I have learned about Ripple. Before, I pictured that it would be a p2p protocol. But as I learned, the Ripple trades must be atomic across the entire path. You can't have only 2 or 3 of them happen, based purely on
trust that the rest will. No... there
must be some clearing process where ALL trades in a given RipplePay are performed atomically... or not at all.
Clearly the easiest way to do that is with a server... but that's not decentralized and p2p, is it?

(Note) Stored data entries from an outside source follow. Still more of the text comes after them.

PR #249, opened 2018-11-28
add lock for retrieving service account key

Qi77Qi:
Ticket: https://broadinstitute.atlassian.net/browse/GAWB-3992 

This PR only reduces the chance that too many keys will be created at the same time. It doesn't ensure we only create less than 10 keys yet

There shouldn't be significant change in this PR.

Actually, in the case of Ripple--IT IS.
You see what Ripple decentralizes--what Ripple makes F2F--is the functionality of being able to exchange IN and OUT between fiat currencies and digital ones without having to go through an exchange. Ripple is not P2P. Rather, it is F2F
(Friend-2-Friend).
It is through your friends that you can exchange money in-and-out of the system, instead of having to use an exchange such as MtGox. And you can see that Ripple enables such activity whether or not it runs on a server. Thus, the "important part" of Ripple IS distributed even when it runs on a server. And the existence of Bitcoin is what makes it possible to run Ripple servers anonymously at a profit. And before you ask, "What if the server screws you over?" Answer: That is why someday OT must implement Ripple, so you have the protection of the Triple-Signed Receipts along with the Ripple protocol.